=== Dataset excerpts ===

PR #838, opened 2025-10-21
New implementation of admissibility algorithms

hverhelst:
Adds a new implementation of adaptive meshing and element representation, using the classes `gsElement`, `gsHElement`, `gsElementHelper`, `gsHElementHelper` and `gsHElementMarker`, instead of the old implementation on `gsHBox`, `gsHBoxContainer` and `gsAdaptiveMeshing`.

## Why changing the old implementation
The old implementation used `std::vector` as a container for boxes. These turned out to contain a lot of duplicates. As a result, iteration over a support extension would result in many duplicate operations. 

## What is the difference between `gsElement` and `gsHElement`?
The `gsElement` class is a smart representation of elements. It takes two box coordinates and implements comparison operators. The `gsElementHelper` implements the support extension (requires a basis) and an explode function. These are almost some example operations for a normal element, and can be extended in the future.
The `gsHElement` class inherits from `gsElement` and adds a level. Since there is a level, all operations needed for admissible refinement (according to [1]) can be implemented.

[1] Bracco, C., Giannelli, C., & Vázquez, R. (2018). Refinement algorithms for adaptive isogeometric methods with hierarchical splines. axioms, 7(3), 43.

-------
NEW: 
New element representations for hierarchical meshes: `gsElement`, `gsHElement`, `gsElementHelper`, `gsHElementHelper` and `gsHElementMarker`. 

IMPROVED:
Paraview plot of boxes and elements

-------
-----


hverhelst:
**Question**: @filiatra @MatuTia, as these new classes replace `gsHBox` etc., we can deprecate the old classes `gsHBox`, `gsHBoxContainer` and `gsAdaptiveMeshing` and remove them in a future version. What do you think?

filiatra (dismissed):

filiatra:
> **Question**: @filiatra @MatuTia, as these new classes replace `gsHBox` etc., we can deprecate the old classes `gsHBox`, `gsHBoxContainer` and `gsAdaptiveMeshing` and remove them in a future version. What do you think?

This would be great !
Maybe just a next PR removing the gsHBox etc

filiatra (dismissed):
Something breaks:
https://cdash-ci.irisa.fr/viewBuildError.php?buildid=160099

filiatra (approved):

PR #840, opened 2025-10-22
Add #include<cstdint> explicitly

MatuTia:
This PR explicitly adds `#include <cstdint>` for GCC 15 compatibility.
 
NEW: Explicit `#include <cstdint>` in `gsForwardDeclarations`; no longer included transitively by standard C++ headers.


filiatra (approved):
OK thank you!

PR #856, opened 2026-02-03
fix output in basis example

Drualis:
To know if the basis function 2 is active, one has the query that. There is no need to dump the variable "active" a second time.


stefantakacs (approved):
LGTM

===

Quote only the lines from the one containing "PR #856, opened 2026-02-03" through the final line of the records, with both ends included.

PR #856, opened 2026-02-03
fix output in basis example

Drualis:
To know if the basis function 2 is active, one has the query that. There is no need to dump the variable "active" a second time.


stefantakacs (approved):
LGTM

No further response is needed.